── Material for this task ──
PR #1455, opened 2026-03-24
Add Notif Callbacks

ColinNV:
## What?
Add configurable user-defined callbacks for received notifications.

The callbacks are called on the context of the thread that receives the notifications with the understanding that any non-trivial work needs to be handed off to a different thread (this leaves a choice of whether the inter-thread communication overhead is warranted).

A callback can be registered for a "tag", the prefix of the notification message (these prefixes of the notifications do not have a delimiter; the expected main use case is for a small number of equal-length prefixes to be registered).

The set of callbacks is determined at agent creation time as changing later is not a current requirement (this allows the data structure with the callbacks to be `const` meaning it never requires any locking).

In this PR the backend-specific part is implemented and tested for the UCX backend.

## Summary by CodeRabbit

* **New Features**
  * Notification callback system with prefix-based routing and configurable default handler.
  * Backend API exposes an optional notification-callback capability; UCX backend implements and uses it.
  * Configuration now carries default and prefix-specific notification callbacks into backend initialization.

* **Bug Fixes**
  * Backends are rejected when callbacks are configured but the backend lacks notification/callback support.

* **Tests**
  * Added tests validating callback registration, routing, default fallback, and threaded behavior.


src/api/cpp/backend/notif_callbacks.h
```diff
@@ -0,0 +1,133 @@
...
+
+    void
+    setDefaultCallback(const nixl_notif_callback_t &callback) {
+        default_ = callback;
+    }
+
+    void
+    addCallback(const std::string &prefix, const nixl_notif_callback_t &callback) {
+        assert(callback);
+        assert(!prefix.empty());
```
guy-ealey-morag: This is public API so maybe it's best to always check these asserts (not only during debug)?

src/api/cpp/backend/notif_callbacks.h
```diff
@@ -0,0 +1,133 @@
...
+        for (const auto &cb : callbacks_) {
+            if (message.compare(0, cb.prefix.size(), cb.prefix) == 0) {
+                cb.callback(std::move(remote), std::move(message));
+                return;
+            }
+        }
+        callDefault(std::move(remote), std::move(message));
+    }
+
+    size_t common_size_ = 0;
```
guy-ealey-morag:
```suggestion
    size_t commonSize_ = 0;
```

Should be camelCase

src/api/cpp/backend/notif_callbacks.h
```diff
@@ -0,0 +1,133 @@
...
+#include <cassert>
+#include <functional>
+#include <string>
+#include <utility>
+#include <vector>
+
+using nixl_notif_callback_t = std::function<void(std::string &&, std::string &&)>;
+
+struct nixlNotifCallback {
+    nixlNotifCallback(const std::string &prefix, const nixl_notif_callback_t &callback)
```
guy-ealey-morag, line 32: Pass args by value and use move to avoid copying when not needed

src/api/cpp/backend/notif_callbacks.h
```diff
@@ -0,0 +1,133 @@
...
+    callBinarySearch(std::string &&remote, std::string &&message) const {
+        if (message.size() >= common_size_) {
+            const std::string prefix = message.substr(0, common_size_);
+            const auto iter =
+                std::lower_bound(callbacks_.begin(),
+                                 callbacks_.end(),
+                                 message,
+                                 [&](const nixlNotifCallback &l, const std::string &r) {
+                                     return l.prefix < prefix;
+                                 });
```
guy-ealey-morag:
```suggestion
                std::lower_bound(callbacks_.begin(),
                                 callbacks_.end(),
                                 prefix,
                                 [&](const nixlNotifCallback &l, const std::string &r) {
                                     return l.prefix < r;
                                 });
```

I think this would be easier to understand

src/api/cpp/backend/notif_callbacks.h
guy-ealey-morag: rename to `commonPrefixSize_`?

src/api/cpp/backend/notif_callbacks.h
```diff
@@ -0,0 +1,133 @@
...
+
+    void
+    call(std::string &&remote, std::string &&message) const {
+        if (callbacks_.empty()) {
+            callDefault(std::move(remote), std::move(message));
+        } else if (common_size_ > 0) {
+            callBinarySearch(std::move(remote), std::move(message));
+        } else {
+            callLinearScan(std::move(remote), std::move(message));
+        }
```
guy-ealey-morag, line 101: Is it possible to have the search functions return an iter and have the actual call done only in one place at the bottom of this func? (separate searching logic from calling logic, avoid `callDefault` from multiple places)

src/api/cpp/backend/notif_callbacks.h
```diff
@@ -0,0 +1,133 @@
...
+        } else {
+            common_size_ = 0;
+        }
+    }
+
+    void
+    call(std::string &&remote, std::string &&message) const {
+        if (callbacks_.empty()) {
+            callDefault(std::move(remote), std::move(message));
+        } else if (common_size_ > 0) {
```
guy-ealey-morag: I think it would be beneficial to add an explanation on why binary search can't be done when the prefixes are of different length

src/plugins/ucx/ucx_backend.cpp
```diff
@@ -1379,6 +1380,16 @@ int nixlUcxEngine::progress() {
  * Notifications
 *****************************************/
 
+nixlNotifCallbacks
+nixlUcxEngine::setDefaultCallback(nixlNotifCallbacks callbacks) {
+    if (!callbacks.hasDefaultCallback()) {
+        callbacks.setDefaultCallback([engine = this](std::string &&remote, std::string &&message) {
+            engine->appendNotif(std::move(remote), std::move(message));
```
guy-ealey-morag: In the case where someone adds a callback for some prefixes without a default callback, every notification that didn't match any callback will be appended with `appendNotif`.
Is it a use case that we expect would happen?
If not then we should consider failing if callbacks are added without a default

src/core/nixl_agent.cpp
```diff
@@ -356,7 +357,12 @@ nixlAgent::createBackend(const nixl_backend_t &type,
 
     if (backend->supportsRemote()) {
         if (!backend->supportsNotif()) {
-            NIXL_ERROR_FUNC << "backend '" << type << "' supportsRemote but not notifications";
+            NIXL_ERROR_FUNC << "backend '" << type << "' supports remote but not notifications";
+            return NIXL_ERR_BACKEND;
+        }
+
+        if (data->config_.notifCallbacks.hasAnyCallback() && !backend->supportsNotifCallback()) {
+            NIXL_ERROR_FUNC << "backend '" << type << "' does not support notif callbacks";
```
```suggestion
            NIXL_ERROR_FUNC << "backend '" << type << "' does not support notification callbacks";
```

test/gtest/notif_callbacks.cpp
```diff
@@ -0,0 +1,146 @@
...
+        promise.set_value(true);
+    });
+
+    agentPair agents(cfg);
+    agents.genNotif(message1);
+    const auto future = promise.get_future();
+    EXPECT_EQ(future.wait_for(std::chrono::milliseconds(5000)), std::future_status::ready);
+}
+
+TEST(NotifCallbacks, PrefixFixedSizeWithProgressThread) {
```
guy-ealey-morag:
```suggestion
TEST(NotifCallbacks, PrefixBinaryScanWithProgressThread) {
```

Consistent with other test name `PrefixLinearScanWithProgressThread`

test/gtest/notif_callbacks.cpp
```diff
@@ -0,0 +1,146 @@
...
+}
+
+TEST(NotifCallbacks, PrefixLinearScanWithProgressThread) {
+    std::promise<bool> promise;
+
+    nixlAgentConfig cfg;
+    cfg.useProgThread = true;
+    cfg.notifCallbacks.addCallback(
+        "aaa", [](std::string &&remote, std::string &&message) { ADD_FAILURE(); });
+    cfg.notifCallbacks.addCallback("notif", [&](std::string &&remote, std::string &&message) {
```
guy-ealey-morag:
```suggestion
    cfg.notifCallbacks.addCallback(message1_prefix, [&](std::string &&remote, std::string &&message) {
```

set the prefix in its own variable (define next to `message1`)

src/api/cpp/backend/notif_callbacks.h
ColinNV: _And_ it's not remotely performance critical.

src/api/cpp/backend/notif_callbacks.h
ColinNV: Not _remotely_ performance critical, keep things simple?!

src/api/cpp/backend/notif_callbacks.h
ColinNV: Sure, though it's not much of a win.

src/api/cpp/backend/notif_callbacks.h
ColinNV: Now that you say it :-)

src/plugins/ucx/ucx_backend.cpp
ColinNV: The implemented behaviour is what we want for now, all notifications that aren't intercepted by a custom callback should be handled as before.

guy-ealey-morag: Okay, is it something we could easily add to one of the tests?

ColinNV: Several tests already use `getNotifs()` with the UCX backend.

guy-ealey-morag: I mean testing that a notification that was matched with a callback doesn't show up in `getNotifs()`

ColinNV: Gotcha, done.

guy-ealey-morag (dismissed):

src/api/cpp/backend/backend_aux.h
```diff
@@ -53,6 +54,7 @@ class nixlBackendInitParams {
         nixlTime::us_t    pthrDelay;
         nixl_thread_sync_t syncMode;
         bool enableTelemetry_;
+        nixlNotifCallbacks notifCallbacks;
```
iyastreb, line 58: notifCallbacks_ ?

src/api/cpp/backend/backend_engine.h
```diff
@@ -112,6 +112,13 @@ class nixlBackendEngine {
         // pure virtual, and return errors, as parent shouldn't call if supportsNotif is false.
         virtual bool supportsNotif() const = 0;
 
+        // Determine whether a backend supports notification callbacks;
+        // meaningful only when supportsNotif() == true.
+        virtual bool
+        supportsNotifCallback() const {
```
iyastreb, line 117: These "supports" methods and overrides in the derived classes blows up the code.
I think better alternative is to:
- define enum nixlBackendCapability with bit masks entries
- Add bitmask capabilities_ field in the backend engine, that is initialized in ctor
- Have a single `bool supportsCapability(enum capa)` function in the nixlBackendEngine

src/api/cpp/backend/notif_callbacks.h
```diff
@@ -0,0 +1,169 @@
...
+#include <functional>
+#include <stdexcept>
+#include <string>
+#include <utility>
+#include <vector>
+
+using nixl_notif_callback_t = std::function<void(std::string &&, std::string &&)>;
+
+struct nixlNotifCallback {
+    nixlNotifCallback(const std::string &prefix, const nixl_notif_callback_t &callback)
```
iyastreb, line 32: maybe pass callback by value and move

src/api/cpp/backend/notif_callbacks.h
```diff
@@ -0,0 +1,169 @@
...
+        : prefix(prefix),
+          callback(callback) {}
+
+    std::string prefix;
```
iyastreb, line 36: both can be const?

src/api/cpp/backend/notif_callbacks.h
```diff
@@ -0,0 +1,169 @@
...
+            commonPrefixSize_ = prefix.size();
+        } else if ((commonPrefixSize_ > 0) && (commonPrefixSize_ == prefix.size())) {
+            std::sort(callbacks_.begin(), callbacks_.end());
+        } else {
+            commonPrefixSize_ = 0;
+        }
+    }
+
+    void
+    call(std::string &&remote, std::string &&message) const {
```
iyastreb: just pass by value seems sufficient here

src/api/cpp/backend/notif_callbacks.h
```diff
@@ -0,0 +1,169 @@
...
+    std::string prefix;
+    nixl_notif_callback_t callback;
+};
+
+[[nodiscard]] inline bool
+operator<(const nixlNotifCallback &l, const nixlNotifCallback &r) noexcept {
+    return l.prefix < r.prefix;
+}
+
+class nixlNotifCallbacks {
```
iyastreb, line 61: I think some short documentation would be beneficial. For example describe callback semantics: is it allowed to register multiple callbacks with the same prefix, how many callbacks are called on call etc

src/api/cpp/backend/notif_callbacks.h
```diff
@@ -0,0 +1,169 @@
...
+
+    [[nodiscard]] iterator
+    findLinearScan(const std::string &message) const {
+        return std::find_if(callbacks_.begin(), callbacks_.end(), [&](const nixlNotifCallback &cb) {
+            return isPrefixOf(cb.prefix, message);
+        });
+    }
+
+    size_t commonPrefixSize_ = 0;
+    nixl_notif_callback_t default_;
```
iyastreb, line 182: do we need to store it separately?
Can't it be just a callback with empty prefix?

src/api/cpp/backend/notif_callbacks.h
```diff
@@ -0,0 +1,169 @@
...
+        }
+    }
+
+    [[nodiscard]] iterator
+    findBinarySearch(const std::string &message) const {
+        if (message.size() < commonPrefixSize_) {
+            return callbacks_.end();
+        }
+
+        const std::string prefix = message.substr(0, commonPrefixSize_);
```
iyastreb: can we do it without string allocation?
Maybe using string_view

src/api/cpp/backend/notif_callbacks.h
```diff
@@ -0,0 +1,169 @@
...
+        if (!callback) {
+            throw std::runtime_error(
+                "Empty notification callback function not allowed with prefix");
+        }
+
+        if (prefix.empty()) {
+            throw std::runtime_error("Empty notification callback prefix is not allowed");
+        }
+
+        if (hasOverlap(prefix)) {
```
iyastreb, line 118: why hasOverlap is needed, can't we just reuse findCallback?

src/api/cpp/backend/notif_callbacks.h
```diff
@@ -0,0 +1,169 @@
...
+    [[nodiscard]] static bool
+    isPrefixOf(const std::string &prefix, const std::string &string) noexcept {
+        return (string.size() >= prefix.size()) &&
+            (std::memcmp(prefix.data(), string.data(), prefix.size()) == 0);
+    }
+
+    [[nodiscard]] bool
+    hasOverlap(const std::string &prefix) const noexcept {
+        for (const auto &cb : callbacks_) {
+            if (isPrefixOf(prefix, cb.prefix) || isPrefixOf(cb.prefix, prefix)) {
```
iyastreb, line 132: why do we check twice?

src/api/cpp/backend/notif_callbacks.h
```diff
@@ -0,0 +1,169 @@
...
+    void
+    addCallback(const std::string &prefix, const nixl_notif_callback_t &callback) {
+        checkNewCallback(prefix, callback);
+
+        callbacks_.emplace_back(prefix, callback);
+
+        if (callbacks_.size() == 1) {
+            commonPrefixSize_ = prefix.size();
+        } else if ((commonPrefixSize_ > 0) && (commonPrefixSize_ == prefix.size())) {
+            std::sort(callbacks_.begin(), callbacks_.end());
```
iyastreb: do we need to update commonPrefixSize_ here?

src/api/cpp/backend/backend_engine.h
ColinNV: I fully agree, but we already have `supportsNotif()` and have to keep it for backwards compatibility; I didn't want to have different mechanisms for different capabilities...?

src/api/cpp/backend/notif_callbacks.h
ColinNV: This is called like 10 times at startup, i.e. performance is irrelevant. I wanted to keep it simple.

src/api/cpp/backend/notif_callbacks.h
ColinNV: This is the case where the new prefix size is the same as all previous ones' sizes.

src/api/cpp/backend/notif_callbacks.h
ColinNV: To detect both `f` vs. `foo` and `foo` vs. `f`.

src/api/cpp/backend/notif_callbacks.h
ColinNV: It breaks the common size thing; I also find it clearer this way, and we can skip the find operation when the vector is empty which will presumably still be a very common case.

src/api/cpp/backend/backend_aux.h
ColinNV: These are public members of a struct/record.

src/api/cpp/backend/notif_callbacks.h
ColinNV: It's a struct/record with only public data members, I usually keep things mutable.

src/api/cpp/backend/notif_callbacks.h
```diff
@@ -0,0 +1,169 @@
...
+        } else {
+            commonPrefixSize_ = 0;
+        }
+    }
+
+    void
+    call(std::string &&remote, std::string &&message) const {
+        if (const iterator iter = findCallback(message); iter != callbacks_.end()) {
```
tvegas1: would it make sense to use two lines here?

src/api/cpp/backend/notif_callbacks.h
```diff
@@ -0,0 +1,169 @@
...
+    }
+
+    [[nodiscard]] iterator
+    findBinarySearch(const std::string &message) const {
+        if (message.size() < commonPrefixSize_) {
+            return callbacks_.end();
+        }
+
+        const std::string prefix = message.substr(0, commonPrefixSize_);
+        const auto iter = std::lower_bound(
```
tvegas1, line 162: why not using some map for such search with known prefix size?

src/api/cpp/backend/notif_callbacks.h
```diff
@@ -0,0 +1,169 @@
...
+            [](const nixlNotifCallback &l, const std::string &r) { return l.prefix < r; });
+
+        if ((iter == callbacks_.end()) || (prefix != iter->prefix)) {
+            return callbacks_.end();
+        }
+        return iter;
+    }
+
+    [[nodiscard]] iterator
+    findLinearScan(const std::string &message) const {
```
tvegas1, line 175: in general needs documentation for user. maybe even setting time complexity expectations wrt this case with linear search with many callbacks added.

src/api/cpp/backend/notif_callbacks.h
ColinNV: To check in both directions.

src/api/cpp/backend/notif_callbacks.h
ColinNV: Simpler lines vs. reduced scope of variables...

src/api/cpp/backend/notif_callbacks.h
ColinNV: For better locality.

src/api/cpp/backend/backend_engine.h
iyastreb: Well, if we keep it like this, then it will never improve
Maybe we can introduce this enum now, and in the subsequent PR we can refactor existing NIXL backends to use enum instead of `supportsRemote, supportsLocal, supportsNotif`.
We can still keep `supportNotif` in the API for backward compatibility, but no need to override it anymore in NIXL engines, and all new capabilities are implemented in a clean way

src/api/cpp/backend/notif_callbacks.h
iyastreb: imo it must be immutable, because this struct is used in MT environment.
These notifications are created in one thread, but might be handled in another one. And making immutable data structure means we can safely use it concurrently, because no one can change it

src/api/cpp/backend/notif_callbacks.h
```diff
@@ -0,0 +1,187 @@
...
+    // there is no delimiter.
+    // When registering multiple callbacks with prefixes, these prefixes
+    // must not be prefixes of each other.
+    // The expected primary use case of all prefixes having the same length
+    // is optimized better (logarithmic) than the generic case (linear).
+    // If use cases with a large set of registered prefixes arise things
+    // can be optimized further.
+
+    void
+    addCallback(const std::string &prefix, const nixl_notif_callback_t &callback) {
```
iyastreb: Is it supposed to be used concurrently? Or all the callbacks are expected to be set up during init phase?
If it might be updated concurrently, then mutex is needed
If not, then maybe mention it in the doc?

src/api/cpp/backend/notif_callbacks.h
iyastreb: quite unusual in NIXL code, but not a big deal

src/api/cpp/backend/notif_callbacks.h
```diff
@@ -0,0 +1,187 @@
...
+
+#include <algorithm>
+#include <cstring>
+#include <functional>
+#include <stdexcept>
+#include <string>
+#include <utility>
+#include <vector>
+
+using nixl_notif_callback_t = std::function<void(std::string &&, std::string &&)>;
```
iyastreb: maybe simply:
```suggestion
using nixl_notif_callback_t = std::function<void(std::string, std::string)>;
```

src/api/cpp/backend/notif_callbacks.h
```diff
@@ -0,0 +1,187 @@
...
+    [[nodiscard]] iterator
+    findLinearScan(const std::string &message) const {
+        return std::find_if(callbacks_.begin(), callbacks_.end(), [&](const nixlNotifCallback &cb) {
+            return isPrefixOf(cb.prefix, message);
+        });
+    }
+
+    size_t commonPrefixSize_ = 0;
+    nixl_notif_callback_t default_;
+    std::vector<nixlNotifCallback> callbacks_;
```
iyastreb, line 183: Maybe I'm missing something, but I don't really understand the semantics of prefixes.
Why can't we just use std::unordered_map<string, callback> and have a constant lookup time? What use cases it does not cover?

src/api/cpp/backend/notif_callbacks.h
ColinNV: The `nixlNotifCallbacks` instance that might be used by multiple threads _is_ declared `const`, which the applies to all instances of `nixlNotifCallback` it contains.

src/api/cpp/backend/notif_callbacks.h
ColinNV: The agent receives a `nixlNotifCallbacks` instance during construction, it is not changed later. I can add a clarifying comment.

src/api/cpp/backend/notif_callbacks.h
ColinNV: Moving a `std::string` is not free, this function does not have many call sites but will be called relatively frequently.

src/api/cpp/backend/notif_callbacks.h
ColinNV: Ok, perhaps it's more fitting in this code base to separate.

src/api/cpp/backend/notif_callbacks.h
ColinNV: For the general case, we can't use a map because the prefix is not delimited in the message, i.e. we can't extract the prefix and then go searching. In the fixed-length case I didn't want to use a hash map because it only supports heterogeneous lookup from C++20 on, the hash map has a larger constant overhead with the hash (and either the hash is simple, so we don't know whether we are always hitting the linear case, or it's complex, then it adds overhead), and we are talking about like 10 or so entries typically.

src/api/cpp/backend/notif_callbacks.h
ColinNV: Should we not keep the fast path efficient?

src/api/cpp/backend/backend_engine.h
brminich: it's api, minimal change is preferred. Let's not introduce unrelated API changes in this PR

src/api/cpp/backend/notif_callbacks.h
iyastreb: we should, I just assume that moving string is free, but I don't have a strong opinion

src/api/cpp/backend/notif_callbacks.h
iyastreb: Ok, I see, but in this case binary lookup is redundant according to this design
Let's remove it then and keep only linear?

src/api/cpp/backend/notif_callbacks.h
ColinNV: The `std::move()` is free, but the move-constructor isn't.

src/api/cpp/backend/notif_callbacks.h
ColinNV: I see your point, but it's simple enough and even for 10-20 entries the binary will be faster. For now I wanted the common size case to be reasonably fast without too much work, and the other case to at least work correctly.

guy-ealey-morag (dismissed):

aranadive:
@ColinNV please add nixlbench support as well in the PR.

tvegas1 (dismissed):

brminich:
> @ColinNV please add nixlbench support as well in the PR.

let's target it for a separate PR, as this one is already quite large

src/api/cpp/nixl_params.h
```diff
@@ -68,6 +71,15 @@ struct nixlAgentConfig {
      */
     std::chrono::microseconds etcdWatchTimeout = kDefaultEtcdWatchTimeout;
 
+    /**
+     * @var Callback functions to be called on received notifs.
+     *      The map keys are prefixes, when a received notification
+     *      begins with a prefix the corresponding function will be
+     *      called. Not all backends support notification callbacks.
+     *      The empty prefix can be used to set a default handler.
```
mkhazraee, line 79: Maybe say "otherwise, they can be fetched by getNotifs" or something on that line to clarify the previous path is not blocked.

I wonder if we should add if a remote backend supports notifications but not tags, and this field is not empty, it would result in an error. The behavior makes sense, just wondering if we should put some comments here or becomes too long.

mkhazraee:
LGTM as long as the polling getNotifs is the fallback for a notification that didn't match (I think it is). Other than that just a minor comment to update a comment about what that map means.

mkhazraee (dismissed):

src/api/cpp/nixl_params.h
ColinNV: Comment improved.

src/api/cpp/backend/notif_callbacks.h
```diff
@@ -0,0 +1,191 @@
...
+// must not be prefixes of each other.
+// The expected primary use case of all prefixes having the same length
+// is optimized better (logarithmic) than the generic case (linear).
+// If use cases with a large set of registered prefixes arise things
+// can be optimized further.
+
+// The default callback is invoked when no callback with a matching
+// prefix was registered.
+
+class nixlNotifCallbacks {
```
rakhmets, line 61: What do you think about removing implementation from the public header? Wouldn't it be better to have an interface here?

src/api/cpp/backend/notif_callbacks.h
```diff
@@ -0,0 +1,191 @@
...
+public:
+    nixlNotifCallbacks() = default;
+
+    [[nodiscard]] bool
+    hasAnyCallback() const noexcept {
```
rakhmets: I haven't found the usage of the method? Is it needed? Can we remove it, or you have plans to use it in another PR?

src/api/cpp/nixl_types.h
```diff
@@ -304,4 +306,17 @@ using nixl_xfer_telem_t = nixlXferTelemetry;
...
+ *
+ *        The first string is the name of the remote agent.
+ *        The second string is the received notification.
+ *        Notification callbacks are called on the thread that received the notif,
+ *        usually the progress thread. Any non-trivial tasks MUST be handed off to
+ *        a separate thread by the callback. In particular callbacks SHOULD NOT call
+ *        functions on any NIXL agent, and MUST NOT call functions on the agent that
+ *        received the notif for which they were called.
+ */
+using nixl_notif_callback_t = std::function<void(std::string &&, std::string &&)>;
```
rakhmets: Wouldn't it better to pass a structure instead? So the code will document the parameters, not the comment.

src/api/cpp/backend/notif_callbacks.h
ColinNV: I'm so used to templated code that this is often my default :-) It's also simpler and gives the compiler the possibility to inline all functions. Do you think it needs to change?

src/api/cpp/backend/notif_callbacks.h
ColinNV: Good catch, it was needed but the last change made it more or less unnecessary. I't still keep it for completeness and future use.

src/api/cpp/backend/notif_callbacks.h
rakhmets: What worries me first of all is that we may face the same problems as in other APIs. When every implementation change requires API changes. But on the other hand, it's hard for me to understand if this would look alien in the current state of the API. Therefore, this comment is more of a question than a call to action.

guy-ealey-morag (dismissed):

test/gtest/notif_callbacks.cpp
```diff
@@ -0,0 +1,191 @@
...
+            const auto status = agent.loadRemoteMD(md, name);
+            EXPECT_EQ(status, NIXL_SUCCESS);
+            EXPECT_EQ(name, src_name);
+        }
+    }
+
+    nixlAgent agent;
+    nixlBackendH *backend = nullptr;
+    nixl_mem_list_t memories;
+    nixl_b_params_t params;
```
rakhmets: These are local vars of `testAgent::createBackend`.

test/gtest/notif_callbacks.cpp
```diff
@@ -0,0 +1,191 @@
...
+        EXPECT_EQ(args.remoteAgent, name1);
+        EXPECT_EQ(args.notifMessage, message1);
+        promise.set_value(true);
+    });
+    cfg.notifCallbacks.try_emplace("zzzzzzz", [](nixlNotifCallbackArgs &&) { ADD_FAILURE(); });
+
+    agentPair agents(cfg);
+    agents.genNotif(message1);
+    const auto future = promise.get_future();
+    EXPECT_EQ(future.wait_for(std::chrono::milliseconds(5000)), std::future_status::ready);
```
rakhmets: Maybe `using namespace std::chrono_literals` and `5'000ms`?

src/api/cpp/backend/notif_callbacks.h
rakhmets: I would prefer to remove the unused method. Or at least add usage to the tests.

yosefe (commented):
API LGTM

test/gtest/notif_callbacks.cpp
```diff
@@ -0,0 +1,195 @@
...
+
+const std::string name1 = "Agent";
+const std::string name2 = "Guard";
+
+struct testAgent {
+    testAgent(const std::string &name, const nixlAgentConfig &cfg) : agent(name, cfg) {}
+
+    void
+    createBackend() {
+        nixl_mem_list_t memories;
```
guy-ealey-morag, line 37:
```suggestion
        nixl_mem_list_t mems;
```

From what I found this var is always called `mems` across the codebase, I would rename for consistency

guy-ealey-morag (dismissed):

src/api/cpp/backend/notif_callbacks.h
```diff
@@ -0,0 +1,186 @@
...
+
+        if (commonPrefixSize_ > 0) {
+            return findBinarySearch(message);
+        } else {
+            return findLinearScan(message);
+        }
+    }
+
+    [[nodiscard]] iterator
+    findBinarySearch(const std::string &message) const {
```
iyastreb, line 156: As you described we expect a very low number of callbacks, so maybe keep just a linear scan?

iyastreb (dismissed):

tvegas1 (dismissed):

mkhazraee (dismissed):

mkhazraee (approved):

mkhazraee (dismissed):

tvegas1 (dismissed):

guy-ealey-morag (dismissed):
───
_Task brief_: Report every line above that has the string "optimized" in it.

_Exercise solution_:
+    // is optimized better (logarithmic) than the generic case (linear).
+    // can be optimized further.
+// is optimized better (logarithmic) than the generic case (linear).
+// can be optimized further.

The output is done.